Lurbinectedin Plus Atezolizumab Delays Subsequent Therapy and Maintains Survival Benefit in ES-SCLC
Key Clinical Summary:
- Design/Population: This post hoc analysis of the phase 3 IMforte trial evaluated patterns of subsequent therapy in patients with ES-SCLC treated with lurbinectedin plus atezolizumab or atezolizumab alone after induction chemoimmunotherapy.
- Key Outcomes: The combination delayed initiation of second-line therapy and maintained an overall survival benefit compared with atezolizumab alone. Second-line lurbinectedin was associated with improved outcomes compared with other therapies.
- Clinical Relevance: These findings support the use of lurbinectedin in the first line setting to improve survival and optimize treatment sequencing in ES-SCLC. Early integration of lurbinectedin may enhance outcomes across multiple lines of therapy.
Exploratory results from the phase 3 IMforte trial suggest that first-line treatment with lurbinectedin plus atezolizumab delays subsequent therapy and maintains overall survival (OS) benefit compared with atezolizumab alone in patients with extensive-stage small cell lung cancer (ES-SCLC).
These results were presented at the 2026 European Lung Cancer Congress in Copenhagen, Denmark, by Yuabin Chen, MD, The Cancers and Hematology Centers, Grand Rapids, Michigan.

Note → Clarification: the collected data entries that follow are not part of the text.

PR #594, opened 2018-12-20
(maint) 0.15.19 prep

underscorgan:
@scotje let us know if your build works, and we can get this released!


scotje:
Yes! My brp customizations are much more effective now!

PR #596, opened 2019-01-22
(PE-24814) Add handling for ghost files in rpm specs

jpartlow:
Making use of the alternates service in a Redhat platform requires
tracking target files as 'ghost' files in the rpm spec.

Per https://fedoraproject.org/wiki/Packaging:Alternatives#How_to_use_alternatives
we touch the generic links so that rpm will be aware of them when
building the package, but mark them now as %ghost in the %files list
so that the dummy files we touched are not actually copied in when the
package is installed.

This is intended to allow commands like `rpm -qf
/opt/puppetlabs/server/bin/psql` to correctly report that the symlink
(created in the post trigger by update-alternatives) is managed by
the pe-postgresql10 package, for example...

This patch adds some getters and setters to allow adding these ghost
file settings through the Component::DSL and then having the Project add
them to the final rpm spec.


jpartlow:
This is needed for puppetlabs/puppet-enterprise-vanagon#157

lib/vanagon/component.rb
```diff
@@ -213,6 +224,14 @@ def configfiles
       @files.select(&:configfile?)
     end
 
+    # Retrieve all the files intended as %ghost entries for an rpm spec
+    # %files section.
+    #
+    # @return [Array] of all the rpm %ghost files.
+    def rpm_ghost_files
+      @ghost_files.to_a
```
mwaggett: Why return as an Array instead of a Set?

lib/vanagon/component/dsl.rb
```diff
@@ -281,6 +281,16 @@ def link(source, target)
         @component.add_file Vanagon::Common::Pathname.file(target)
       end
 
+      # Add a %ghost entry to the rpm %files section.
+      # This indicates a file that is tracked in the rpm database (the package
+      # manages it), but not installed. Used, for example, when setting up
+      # alternative packages for use with update-alternatives.
+      #
+      # @param file [String] installed path of the file.
```
mwaggett: you've called the param `file` here, but `path` below

jpartlow: Oops, thanks; I'll switch that to path in the docstring.

lib/vanagon/component.rb
jpartlow: Well, this is mostly a tweaked variant of the Component#{config}files() methods, and while they start with an initial Set, the files() and configfiles() methods call reject and select, respectively, which force it to an Array, and the Project.get_files() expects to work with (and returns) an Array. In particular, Array#flatten() will not flatten Sets, so you get lumpy data that breaks in Project#get_rpm_ghost_files() otherwise.

jpartlow:
@mwaggett Yes, I've used this patch to build all the platforms for the new versioned postgres package variants in puppetlabs/puppet-enterprise-vanagon#157.

I haven't found a Debian equivalent, but, as I recall, it was a requirement for making use of alternatives in rpm.

In the postgres packages I only call it when platform.is_el?(). I think the use would be similar to the DSL#add_rpm_install_triggers() or DSL#add_debian_instance_triggers(), so only for specific platform config. Although since only the respective rpm/deb resources attempt to read the contents of that state,  if you happened to declare it generally, it probably wouldn't matter?

lib/vanagon/component/dsl.rb
jpartlow: fixed

PR #600, opened 2019-04-03
(VANAGON-147) Disable automatic shebang munging

mwaggett:
This commit updates the rpm spec file template to disable automatic shebang
munging, which was introduced in Fedora 28 and RHEL 8. Without this, certain
builds fail on these platforms because the python shebang gets munged
ambiguously. For more info, see
https://lists.fedoraproject.org/archives/list/devel@lists.fedoraproject.org/message/2PD5RNJRKPN2DVTNGJSBHR5RUSVZSDZI/.

### DIFF
--- a/resources/rpm/project.spec.erb
+++ b/resources/rpm/project.spec.erb
@@ -22,6 +22,13 @@
 # to resolve: "ERROR: No build ID note found"
 %undefine _missing_build_ids_terminate_build
 
+# Starting in Fedora 28 and RHEL 8, automatic shebang (#!) munging was added.
+# We don't want this in our software and it will interfere with third-party
+# dependencies that we don't control. See
+# https://lists.fedoraproject.org/archives/list/devel@lists.fedoraproject.org/message/2PD5RNJRKPN2DVTNGJSBHR5RUSVZSDZI/
+# for more info.
+%undefine __brp_mangle_shebangs
+
 <% @package_overrides.each do |var| %>
 <%= var %>
 <% end -%>


mwaggett:
I was able to reproduce the original build error on el 8 and then build successfully from https://github.com/puppetlabs/pe-installer-vanagon/pull/65 with this change.
I also built on el 7 and ubuntu-18.04 (even though this change doesn't affect debs lol), for good measure.

resources/rpm/project.spec.erb
```diff
@@ -22,6 +22,12 @@
 # to resolve: "ERROR: No build ID note found"
 %undefine _missing_build_ids_terminate_build
 
+# Starting in Fedora 28 and RHEL 8, automatic shebang (#!) munging was added.
+# We must disable this in order to use the appropriate python executable. See
```
shrug:
```suggestion
# We don't really want this on our own software, and it will also complain about third-party deps that we do not control. See
```

resources/rpm/project.spec.erb
```diff
@@ -22,6 +22,13 @@
 # to resolve: "ERROR: No build ID note found"
 %undefine _missing_build_ids_terminate_build
 
+# Starting in Fedora 28 and RHEL 8, automatic shebang (#!) munging was added.
+# We don't want this in our software and it will interfere with third-party
+# dependencies that we don't control. See
```
mwaggett: @shrug How's this?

In this study, 483 patients who did not experience disease progression after induction therapy with atezolizumab, carboplatin, and etoposide were randomized 1:1 to receive 1200 mg of atezolizumab (n = 241) either alone or in combination with 3.2 mg/m² of lurbinectedin (n = 242) until disease progression or unacceptable toxicity. Patients were permitted to undergo subsequent therapy at the discretion of treating physicians.
At analysis, 45% of patients in the lurbinectedin plus atezolizumab arm and 55% of patients in the atezolizumab arm received second-line therapy. The most prescribed second-line treatment was platinum-based chemotherapy. The median time from randomization to initiation of second-line therapy was 4.8 months in the lurbinectedin plus atezolizumab arm and 3.5 months in the atezolizumab arm. Median duration of second-line therapy was 2.2 months and 2.3 months, respectively.
In the atezolizumab arm, median duration of second-line treatment was 3.7 months in patients who received lurbinectedin (n = 17) and 2.2 months in patients who received other therapies (n = 115). Median OS from the start of second-line therapy was 9.9 months and 6.9 months, respectively. The OS benefit of lurbinectedin plus atezolizumab over atezolizumab alone was maintained when adjusted for potential survival bias introduced by second-line lurbinectedin use (hazard ratio, 0.68).
“This exploratory analysis shows that the addition of [lurbinectedin to atezolizumab] in 1Lm [treatment] can improve pt survival, delay time to 2L [treatment], and allow for the use of emerging 2L [treatment],” concluded Dr Chen et al. “when used as 2L [treatment, lurbinectedin] was associated with improved survival compared with other 2L [treatment].”
Source:
Chen Y, Paz-Ares L, Borghaei H, et al. IMforte: Subsequent treatment (Tx) following first-line maintenance (1Lm) with lurbinectedin (lurbi) + atezolizumab (atezo) or atezo in extensive stage small cell lung cancer (ES-SCLC). Presented at European Lung Cancer Congress. March 25 - 28, 2026. Copenhagen, Denmark. 423P.